Der Versuch einer Annäherung ohne Rezensionsabsichten
Wie
in allen Bereichen unseres Gesellschaftslebens werden auch in der
Verlagsbranche kontinuierliche Verbesserungsprozesse als Existenzgrundlage
wahrgenommen. Besonders auf Buchmessen und an Jubiläen sind Einfallsreichtum
zum Ködern von Kunden gefragt. Ein für die deutsche Verlagslandschaft wichtiger
Jubeltag fiel in den verflossenen Sommer: 50 Jahre Rowohlt Rotations Romane. Prompt
tauchten in den Buchhandlungen Tische beladen mit Taschenbüchern im sogenannten
Jubiläumsformat (9 x 14,5 cm) von 50 Autoren auf. Große Namen: Paul Auster, Wolfgang Borchert, Albert
Camus, Vaclav Havel, Klaus Mann, Jean-Paul Sartre, Tilman
Spengler, Kurt Tucholsky und
viele andere.
Unser
donauschwäbischer Bücherwurm überfliegt gelassen, nur so zum Zeitvertreib die
Bücherstapel und siehe da, er wird fündig. Der Griff nach dem Buch ist spontan,
selbstverständlich: Herta Müller - Drückender Tango, Erzählungen, Rowohlt
Taschenbuch Verlag GmbH, Reinbek bei Hamburg, Juli 1996, 200-ISBN 3 499 22080 6.
Dann
liest er den Empfehlungstext auf dem Buchdeckel: „Was Herta Müller in die Reihe
der besten deutschsprachigen Autorinnen versetzt, ist nicht allein ihre
Fähigkeit, das grauenvolle Landleben der Banatschwaben zu erfassen –
entscheidend ist die poetische Qualität der Herta Müller.“ (DER SPIEGEL)
Unmut.
Was war an diesem Landleben der Banater Schwaben, abgesehen von den politisch
und wirtschaftlich schwierigen Existenzbedingungen, so „grauenvoll“? Neugierde.

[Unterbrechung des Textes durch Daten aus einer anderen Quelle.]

PR #4305, opened 2025-03-24
[no ticket] Don't wait for logs when doing `run/command`

coilysiren:
## Context

Logs don't go to cloudwatch anymore, so you can't wait for them

### DIFF
--- a/bin/run-command
+++ b/bin/run-command
@@ -118,6 +118,9 @@ echo "Task information"
 echo "  task_arn=${task_arn}"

Dann der Blick auf den Preis: DM 2,-. Spare hin, spare her. Zwaa Mark sin nemol
forr e Herta Müller-Buch vill.
Zuhause angekommen, begibt der Donauschwabe aus dem Banat sich auf die Suche nach
dem „grauenvollen Landleben“, in der Hoffnung, als Besänftigung seiner
Verdrossenheit wenigstens in den Genuß von Herta
Müllers „poetischer Qualität" zu kommen. Er
liest.
Faule Birnen: „Die Decke
überschlägt sich in langen Stößen. Die Tante stöhnt. Der Vater keucht. Das Bett
zuckt in kurzen Stößen aus dem Holz. […] Hinter der Zimmerwand ächzt das Bett
in kurzen Stößen. Die Mutter stöhnt. Der Vater keucht. Die Ebene ist
vollgehängt mit schwarzen Betten und mit faulen Birnen.“
Wirklich
grauenvoll. Wut. Aber so ist nun mal das Leben. Und nicht nur dort im Banat.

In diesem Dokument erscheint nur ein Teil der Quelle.